The mineral concentrations were greater in plant samples from the forest edge in September. Peri et al. (2007) noted that the mean annual macronutrient concentrations in leaves increased as PPFD decreased. Concentration effects (i.e., due to changes in the dry matter or water contents, thus “dilution” or “concentration” of the minerals) are a plausible mechanism that accounts for this phenomenon (Burton 1959). However, the higher mineral contents in the forest edge location in our study is more likely attributable to the nearby forest, because higher mineral contents were found in the forest soil and tree leaves than in the grassland vegetation at this study site (Mizuno et al. unpublished data).

A common concern with pastures throughout much of northern Japan that contain C3 cool-season grasses and that are mainly used for pasture is that forage quality and quantity may decline during the summer due to high-temperature injury associated with recent global warming (Sasaki et al. 2003). Our results suggest that the forest edge location, which was more protected from strong direct sunlight than the open grassland, did not suffer from a summer depression, resulting in higher nutritive values than in the open grassland.

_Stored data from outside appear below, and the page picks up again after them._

PR #2761, opened 2018-11-26
[Destruction] Rolling Havoc trait

sMteX:
image

Part of #2724. Suffers from same problems as #2760

### DIFF
--- a/src/parser/warlock/destruction/modules/azerite/RollingHavoc.js
+++ b/src/parser/warlock/destruction/modules/azerite/RollingHavoc.js
@@ -1,7 +1,6 @@
 import React from 'react';
 
-import Analyzer, { SELECTED_PLAYER } from 'parser/core/Analyzer';
-import EventFilter from 'parser/core/EventFilter';
+import Analyzer from 'parser/core/Analyzer';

Mineral concentrations are also a concern. The incidence of mineral deficiencies in grazed animals in Japan is more widespread than was previously recognized (National Agriculture and Food Research Organization 2008). At the forest edge, the grass had a higher mineral concentration. The Zn concentration in the forest-edge grass exceeded the requirements (40 ppm) of beef cattle, but the concentration in open grassland was below this requirement. The grass sampled at the forest edge is thus an important source of fodder for grazing animals because of the potentially higher nutrient quality. Because shaded pastures would limit animal production primarily due to lower biomass productivity of the vegetation, planting trees in a pasture may not improve nutrition. However, planting trees at an appropriate level would be valuable if doing so provides a “summer retreat” for both the animals and the plants they feed on.